Meta-bootstrapping (Riloff and Jones 1999) is a bootstrapping method that learns information extraction patterns and also generates noun phrases that belong to a semantic class at the same time. Given a few seed nouns that belong to a targeted semantic class, the meta-bootstrapping algorithm iteratively learns a new extraction pattern and then uses the learned pattern to hypothesize additional nouns that belong to the semantic class.
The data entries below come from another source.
PR #1019, opened 2021-02-14
Prefer AES cipher suites

Matthias247:
Testing showed that there is a huge performance boost using AES ciphers
due to hardware acceleration. Therefore those should be preferred.

As an example, a benchmark run using CHACHA20 reached a throughput
of 350MB/s, whereas the same configuration using AES128 reached 520MB/s.

While CHACHA20 might have higher performance on devices without
hardware acceleration for AES, this set of devices might now be tiny.

### DIFF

The patterns learned by meta-bootstrapping are more akin to named entity recognition patterns than event role patterns, however, because they identify noun phrases that belong to general semantic classes, irrespective of any events.

Recently, Phillips and Riloff (Phillips and Riloff 2007) showed that bootstrapping methods can be used to learn event role patterns by exploiting role- identifying nouns as seeds. A role-identifying noun is a word that, by virtue of its lexical semantics, identifies the role that the noun plays with respect to an event. For example, the definition of the word kidnapper is the agent of a kidnapping event. By using role-identifying nouns as seeds, the Basilisk bootstrapping algorithm (Thelen and Riloff 2002) can be used to learn both event extraction patterns as well as additional role-identifying nouns.
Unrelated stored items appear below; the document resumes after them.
PR #1020, opened 2021-02-14
Disable hdrhistogram features

Matthias247:
This causes nom to be pulled in, which currently causes the CI error and build
conflict between `funty` and `bitvec`: https://github.com/myrrlyn/funty/issues/3

We don't need the feature in this scenario anyway.


djc (approved):

djc:
Thanks!

PR #948, opened 2016-05-26
PCHR-889: Exclude deleted contracts from the query of the advanced search

davialexandre:
The JOIN clause that joined the contact table with the contract table would match every
contract for the given contact, even the deleted ones. Since the job roles are related to the
contract, this would also affect job roles searchs. A search for it could result in matches for
roles related to deleted contracts.


coldrunKacper:
Approved.

PR #950, opened 2016-05-26
PCHR-952: Create the AbsencePeriod Entity

davialexandre:
The AbsencePeriod is just a simple class to represent a period of time.
It has the start_date and end_date fields, which both are mandatory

Finally, Shinyama and Sekine (Shinyama and Sekine 2006) have developed an approach for completely unsupervised learning of information extraction patterns. Given texts for a new domain, relation discovery methods are used to preemptively learn the types of relations that appear in domain-specific documents. The On-Demand Information Extraction (ODIE) system (Sekine 2006) accepts a user query for a topic, dynamically learns IE patterns for salient relations associated with the topic, and then applies the patterns to fill in a table with extracted information related to the topic.
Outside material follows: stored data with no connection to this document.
PR #951, opened 2016-05-27
PCHR-953: Create Absence Periods list page

davialexandre:
This is how the list looks like:

captura de tela 2016-05-27 as 10 01 36

The list contains only four fields:
- Title
- Start Date
- End Date
- Order

When there's more than one period, their order can be changed,
by clicking on the arrow on the Order column, to move it up or down.

The Start and End date columns use the crmDate smarty filter to
make sure the dates follow the default date format selected in CiviCRM
settings.

### DIFF
--- a/uk.co.compucorp.civicrm.hrleaveandabsences/CRM/HRLeaveAndAbsences/Page/AbsencePeriod.php
+++ b/uk.co.compucorp.civicrm.hrleaveandabsences/CRM/HRLeaveAndAbsences/Page/AbsencePeriod.php
@@ -1,0 +1,131 @@
+<?php
+
+/**
+ * Class CRM_HRLeaveAndAbsences_Page_AbsencePeriod
+ *
+ * This is the class that handles requests to the Absence Period list and form
+ * pages.
+ */
+class CRM_HRLeaveAndAbsences_Page_AbsencePeriod extends CRM_Core_Page_Basic {
+
+  /**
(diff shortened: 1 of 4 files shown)


uk.co.compucorp.civicrm.hrleaveandabsences/CRM/HRLeaveAndAbsences/Page/AbsencePeriod.php
```diff
@@ -0,0 +1,131 @@
...
+  }
+
+  /**
+   * {@inheritdoc}
+   */
+  public function browse() {
+    $object = new CRM_HRLeaveAndAbsences_BAO_AbsencePeriod();
+    $object->orderBy('weight');
+    $object->find();
+    $rows = [];
```
omarabuhussein: either to use array() notation here as other places , or convert any array() usage to short array syntax [] such as in `private $links = array(); ` && `$rows[$object->id] = array();`

omarabuhussein:
Just one minor note... Other than that it looks good .

uk.co.compucorp.civicrm.hrleaveandabsences/CRM/HRLeaveAndAbsences/Page/AbsencePeriod.php
davialexandre: Nice catch. Short array syntax FTW!!!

21.4.4 Discourse-oriented Approaches to IE

Most of the IE systems that we have discussed thus far take a relatively localized approach to information extraction. The IE patterns or classifiers focus only on the local context surrounding a word or phrase when making an extraction decision. Recently, some systems have begun to take a more global view of the extraction process. Gu and Cercone (Gu and Cercone 2006) and Patwardhan & Riloff (Patwardhan and Riloff 2007) use classifiers to first

(21)

identify the event-relevant sentences in a document and then apply an IE system to extract information from those relevant sentences.

Finkel et al. (Finkel, Grenager, and Manning 2005) impose penalties in their learning model to enforce label consistency among extractions from different parts of a document. Maslennikov and Chua (Maslennikov and Chua 2007) use dependency and RST-based discourse relations to connect entities in different clauses and find long-distance dependency relations.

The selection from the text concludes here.